» **WHAT TO WORK ON**
Counting only lines below that hold "characters", give the total alone.
DATASET RECORDS Start Marker
PR #885, opened 2025-02-25
Support non-Latin characters in library search function

crystailx:
### What does this PR do?

This PR updates the enhancedCleanup function to properly handle non-Latin characters (e.g., Japanese, Chinese) by:
- Using a Unicode regex (\p{L}\p{N}\s) to ensure multilingual support while still removing unnecessary symbols/punctuations to keep text clean for search.
- Applying Unicode NFKC normalization to unify full-width and half-width character variations.

### Why is this needed?

The previous implementation (replace(/[^a-zA-Z0-9\\s]+/g, ' ')) removed all non-Latin characters, preventing proper search functionality for titles written in languages other than English.
Now, users can search for titles more flexibly, even if they contain diacritics, full-width characters, or non-Latin scripts.

### Example
| Input | Old Output | New Output |
| ----- | ----------- | ------------ |
| "ＡＢＣ123" | "123" | "abc123" |
| "製品-123!" | "123" | "製品 123" |
| "Café Latte" | "caf latte" | "café latte" |
| "カフェ・ラテ" | "" | "カフェ ラテ" |

### DIFF
--- a/src/util/Strings.ts
+++ b/src/util/Strings.ts
@@ -10,7 +10,8 @@ export const baseCleanup = (str: string) => str.toLowerCase().trim();
 
 export const enhancedCleanup = (str: string): string =>
     baseCleanup(str)
-        .replace(/[^a-zA-Z0-9\\s]+/g, ' ')
+        .normalize('NFKC')
+        .replace(/[^\p{L}\p{N}\s]+/gu, ' ')
         .trim();
 
 export const reverseString = (str: string, separator: string = ''): string =>
--- a/src/util/Strings.ts
+++ b/src/util/Strings.ts
@@ -11,7 +11,7 @@ export const baseCleanup = (str: string) => str.toLowerCase().trim();
 export const enhancedCleanup = (str: string): string =>
     baseCleanup(str)
         .normalize('NFKC')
DATASET RECORDS End Marker
» **FINISHED EXERCISE**
4